Bangkitnya Rantai Pasokan Global
Dengan munculnya globalisasi dan munculnya offshoring secara bersamaan, Western Multinationals mulai menemukan fasilitas manufaktur mereka di seluruh dunia di negara-negara seperti Cina dan kantor pusat serta layanan TI (Teknologi Informatika) di negara-negara seperti India.
Misalnya, Apple yang merupakan pembuat iPhone legendaris menggunakan fasilitas Foxconn, yang merupakan perusahaan Cina yang mengkhususkan diri dalam pembuatan bagian-bagian iPhone, di mana pekerja Cina terlibat dalam kegiatan ini.
Lebih lanjut, merek sepatu dan pakaian Nike terlaris dibuat di pabrik-pabrik di Bangladesh dan Vietnam.
Mengenai TI dan peranti lunak, banyak perusahaan multinasional Barat seperti Google dan Microsoft menemukan fasilitas di India serta mengalihdayakan persyaratan TI mereka. Sementara contoh offshoring dan outsourcing ini menghasilkan penghematan biaya besar bagi perusahaan-perusahaan ini karena tenaga kerja murah di Cina dan India, mereka juga memunculkan rantai pasokan global yang kompleks di mana desain dan penelitian serta pengembangan dilakukan di satu negara, manufaktur dilakukan di daerah lain, dan penjualan aktual dilakukan di rumah.
Ini berarti bahwa perusahaan global telah bergantung pada rantai pasokan global yang mengharuskan banyak manajemen yang cekatan dan cerdik berurusan dengan kompleksitas dan volatilitas.

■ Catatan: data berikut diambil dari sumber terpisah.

PR #1534, opened 2017-05-03
Revert "Vendor generated file"

ldez:
Reverts containous/traefik#1464

Problems:
- WebUI missing.
- diff don't really work as expected.


timoreimann:
Yeah just that commit seems enough. We should keep the shebang changes.

ldez:
Done!

timoreimann:
A minor thing: Could we add a short description on the PR on why we needed to revert this?

This will make the decision more transparent.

Pelanggaran CSR di Fasilitas Lepas Pantai dan Protes Menentang Hal yang Sama
Karena itu, rantai pasokan global ini juga telah memunculkan kekhawatiran atas aspek CSR di mana para aktivis dan pemangku kepentingan lainnya semakin menganggap perusahaan-perusahaan global ini untuk menjelaskan kondisi kerja yang buruk di Cina dan India, eksploitasi pekerja, dan fasilitas yang tidak aman di mana kecelakaan industri dan standar konstruksi yang lemah sering mengakibatkan pekerja kehilangan nyawa mereka.
Memang, dalam beberapa tahun terakhir, fasilitas Foxconn di Cina, fasilitas di Bangladesh di mana pembuat pakaian global seperti Nike mengalihdayakan produksi mereka disalahkan atas meningkatnya kematian akibat bunuh diri dan keruntuhan bangunan yang menyebabkan keributan global.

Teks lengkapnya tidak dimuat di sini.